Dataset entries

PR #7361, opened 2019-04-17
Configure video stream

MatejFranceskin:
Add parameters that allow setting video frame rate, bit rate and encoding from QGC.
To properly detect video stream encoding the gstreamer pipeline has to use decodebin plugin.
Besides standard h264 streams it was tested with HEVC (h265) encoded video streams.


Williangalvani:
This generated a bad video for me:
Screenshot from 2019-04-17 14-13-07

The ball should be filled, and the time interval of the video file is also bad. It is currently  playing 25 seconds of 9 seconds.

I looked at the issue of the video going out when clicking record and came up with my own solution here: https://github.com/mavlink/qgroundcontrol/pull/7362

Williangalvani:
I just tested here. I'm still losing video after clicking record. Also I could not play the recorded file, it opens but it it is like it has only one frame and is finished instantly.
I tested with this pipeline: `gst-launch-1.0 videotestsrc pattern=ball ! video/x-raw,width=640,height=480,framerate=30/1 !  videoconvert ! x264enc ! video/x-h264, profile=baseline ! rtph264pay ! udpsink host=127.0.0.1 port=5600`

dogmaphobic:
@MatejFranceskin Is this safe/ready to merge?

MatejFranceskin:
Not yet - I have to fix case Willian Galvani found where there is a problem.

PR #7362, opened 2019-04-17
Delay adding filesink to recording branch until after an I-frame arrives

Williangalvani:
This solves the issue where the video is lost for a few seconds after clicking record as the pipelines waits for the filesink to preroll but it does not receive a valid buffer because the probe is dropping anything that is not an I-frame, stalling the whole pipeline. 
This issue is mostly noticeable in videos with larger intervals between I-frames.

I tested with this pipeline:
```gst-launch-1.0 videotestsrc pattern=ball ! video/x-raw,width=1920,height=1080,framerate=30/1 !  videoconvert ! x264enc bitrate=5000 ! video/x-h264, profile=baseline ! rtph264pay ! udpsink host=127.0.0.1 port=5600```

Before:
before pr
After:
after pr

### DIFF
--- a/src/VideoStreaming/VideoReceiver.cc
+++ b/src/VideoStreaming/VideoReceiver.cc
@@ -712,17 +712,18 @@ VideoReceiver::startRecording(const QString &videoFile)
     gst_object_ref(_sink->mux);
     gst_object_ref(_sink->filesink);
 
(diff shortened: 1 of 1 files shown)


MatejFranceskin:
Well done! I tested it and it works perfectly.

LorenzMeier:
Thanks!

## Problem to work on
Say only the number of lines above holding "filesink".

## Solution to this exercise
3